TASK DESCRIPTION: The output should be all lines of the entries below in which the word "Move" occurs.

[Start of section]

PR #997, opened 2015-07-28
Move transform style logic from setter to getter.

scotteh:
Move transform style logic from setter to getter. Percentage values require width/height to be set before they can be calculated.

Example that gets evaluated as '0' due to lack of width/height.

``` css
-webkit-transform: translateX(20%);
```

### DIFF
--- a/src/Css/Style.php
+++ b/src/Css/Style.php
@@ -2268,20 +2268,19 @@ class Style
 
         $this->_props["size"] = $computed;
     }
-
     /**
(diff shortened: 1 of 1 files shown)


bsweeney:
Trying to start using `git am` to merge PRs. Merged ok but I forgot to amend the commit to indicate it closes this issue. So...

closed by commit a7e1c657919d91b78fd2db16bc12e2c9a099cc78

[End of section]
[Start of section]

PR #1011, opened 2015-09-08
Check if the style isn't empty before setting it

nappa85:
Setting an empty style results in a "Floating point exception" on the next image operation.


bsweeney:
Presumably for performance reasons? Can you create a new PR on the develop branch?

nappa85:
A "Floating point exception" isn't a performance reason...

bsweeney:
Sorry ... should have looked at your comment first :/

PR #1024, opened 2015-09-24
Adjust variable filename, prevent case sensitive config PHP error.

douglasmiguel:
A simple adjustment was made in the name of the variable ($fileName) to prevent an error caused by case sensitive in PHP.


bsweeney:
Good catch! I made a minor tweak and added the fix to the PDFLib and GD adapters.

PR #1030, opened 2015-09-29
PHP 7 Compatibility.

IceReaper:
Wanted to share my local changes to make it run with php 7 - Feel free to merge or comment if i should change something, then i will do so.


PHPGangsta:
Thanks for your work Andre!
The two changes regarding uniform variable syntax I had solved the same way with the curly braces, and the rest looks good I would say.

[End of section]

PROBLEM SOLUTION:
Move transform style logic from setter to getter.
Move transform style logic from setter to getter. Percentage values require width/height to be set before they can be calculated.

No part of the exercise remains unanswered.